English-Irish singer, television personality and author (born 1965)

Coleen Patricia Nolan (born 12 March 1965) is a British singer, television personality and author. She was a member of the Anglo-Irish girl group the Nolans, in which she sang with her sisters. With over 30 million records sold worldwide, The Nolans are one of the world's biggest-selling girl groups.

Since 2000, Nolan has been a regular panellist on the ITV talk show Loose Women. From 2001 to 2002, she co-presented the ITV daytime show This Morning, and later returned to the show from 2010 to 2012 as a presenter of the interactive hub segments. In 2009, she competed on the fourth series of the ITV show Dancing on Ice, in which she finished in fourth place. In 2012, Nolan appeared on the tenth series of the Channel 5 reality series Celebrity Big Brother, finishing as runner-up.
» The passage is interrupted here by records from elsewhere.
PR #1382, opened 2022-02-04
Include names of keyword-only arguments in `argnames()`

jacobtylerwalls:
## Steps

## Description
Before, `astroid.scoped_nodes.Lambda.argnames()` left out the names of keyword-only arguments. This caused a false positive in a Pylint checker.

Of course, it's possible confusion could continue in the future if we continue to let `Arguments.arguments()` skip these. 🤔 

## Type of Changes

## Related Issue

Ref. PyCQA/pylint#5771

### DIFF
--- a/astroid/nodes/scoped_nodes/scoped_nodes.py
+++ b/astroid/nodes/scoped_nodes/scoped_nodes.py
@@ -1376,6 +1376,7 @@ class Lambda(mixins.FilterStmtsMixin, LocalsDictNodeNG):
             names = _rec_get_names(self.args.arguments)
         else:
             names = []
+        names += [elt.name for elt in self.args.kwonlyargs]
         if self.args.vararg:
             names.append(self.args.vararg)
         if self.args.kwarg:
--- a/astroid/nodes/scoped_nodes/scoped_nodes.py
+++ b/astroid/nodes/scoped_nodes/scoped_nodes.py
@@ -1366,8 +1366,10 @@ class Lambda(mixins.FilterStmtsMixin, LocalsDictNodeNG):
         """
         return True
 
-    def argnames(self):
-        """Get the names of each of the arguments.
+    def argnames(self) -> List[str]:
+        """Get the names of each of the arguments, including that
+        of the collections of variable-length arguments ("args", "kwargs",
+        etc.), as well as keyword-only arguments.
 
         :returns: The names of the arguments.
         :rtype: list(str)
@@ -1992,7 +1994,7 @@ class AsyncFunctionDef(FunctionDef):
     """
 
 
-def _rec_get_names(args, names=None):
+def _rec_get_names(args, names: Optional[List[str]] = None) -> List[str]:
     """return a list of all argument names"""
     if names is None:
         names = []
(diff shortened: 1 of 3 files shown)


Pierre-Sassoulas (approved):
I think it's a desirable change. Thank you @jacobtylerwalls

DanielNoord (changes requested):
Could you add the typing to the function as well (I know... 😅). Perhaps we could also update the docstring.

And have you tested this against `pylint` to see if any other checkers depend on the current behaviour?

jacobtylerwalls:
Yep, pylint test suite passes.

Just browsing other uses of `argnames()` in pylint, I see we can subsequently clean up this special case (similar issue, similar fix):
https://github.com/PyCQA/pylint/commit/01cc02d5e

The other uses in Pylint looked like `argnames()[0]` uses to get `self`, `cls`, etc, and in one case were already guarded by `if node.args.args` in order to guarantee that the first arg is not keyword-only. I haven't done a thorough analysis of the other uses, but at a glance I didn't see red flags.

DanielNoord:
I wonder if we should add a new attribute for `self` and `cls`. Seems tricky for that to rely on the order of `argnames`, but maybe not, hm I don't know 😄

astroid/nodes/scoped_nodes/scoped_nodes.py
```diff
@@ -1991,7 +1994,7 @@ async def func(things):
     """
 
 
-def _rec_get_names(args, names=None):
+def _rec_get_names(args, names: Optional[List[str]] = None) -> List[str]:
```
DanielNoord, line 1997: Thanks for this!

DanielNoord (approved):

DanielNoord:
Btw, we tend to close `pylint` issues with `astroid` related fixes only after we added a regression test in `pylint` itself. I changed the PR description to not use the closes keyword so the issue won't be closed automatically.

astroid/nodes/scoped_nodes/scoped_nodes.py
```diff
@@ -1376,6 +1378,7 @@ def argnames(self):
             names = _rec_get_names(self.args.arguments)
         else:
             names = []
+        names += [elt.name for elt in self.args.kwonlyargs]
```
cdce8p, line 1381: Didn't saw it earlier. Wouldn't it make sense to add them **after** `vararg`? That would keep the correct order.

tests/unittest_scoped_nodes.py
```diff
@@ -473,6 +473,10 @@ def test_argnames(self) -> None:
         astroid = builder.parse(code, __name__)
         self.assertEqual(astroid["f"].argnames(), ["a", "b", "c", "args", "kwargs"])
 
+        code_with_kwonly_args = "def f(a, b, *, c=None, d=None): pass"
```
cdce8p, line 476: If you change `*` into `*args`, that could test the correct order. Maybe add `**kwargs` as well.

Furthermore, maybe a bit outside the scope of the PR, it could make sense to test positional only arguments too.

DanielNoord:
@jacobtylerwalls  I think @cdce8p's suggestions make sense. Would you want to do a follow-up PR?

jacobtylerwalls:
Sure thing. I hope to do it this week.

She returned to Celebrity Big Brother in 2017, winning the nineteenth series.

== Early life ==
Coleen Patricia Nolan was born 12 March 1965 in Blackpool, England, to Irish parents. She is the youngest of eight children and the only one born in England.

==Career==
On 5 February 1974, Nolan made her first television appearance with her sisters when she was almost nine years old, as The Nolans appeared on the It's Cliff Richard! television series. With the line-up featuring all six sisters and billed as The Nolan Sisters, they performed "Stuck on You". That same year they released their debut single, "But I Do", with Coleen singing lead vocals. Owing to her age, Coleen would not become a full-time member of the group until 1980, when she was fifteen, although she does appear in the music video to their 1979 hit "I'm in the Mood for Dancing", which reached number three in the UK singles chart. The group had further UK top twenty hits with "Don't Make Waves" (1980), "Gotta Pull Myself Together" (1980), "Who's Gonna Rock You" (1981), "Attention to Me" (1981), "Chemistry" (1981) and "Don't Love Me Too Hard" (1982). In 1981, they won the Tokyo Music Festival with the song "Sexy Music".

On 14 January 1987, Coleen appeared alongside her sisters Anne, Bernie and Maureen in the BBC sitcom Filthy Rich & Catflap. In 1991, the group won a 33rd Japan Record Awards Kikaku-shō (Prize for Planning) for a cover versions of Japanese pop music. Coleen left the group in 1994 to concentrate on raising a family, although she did return briefly in 1995 to promote a re-recorded version of "I'm in the Mood for Dancing".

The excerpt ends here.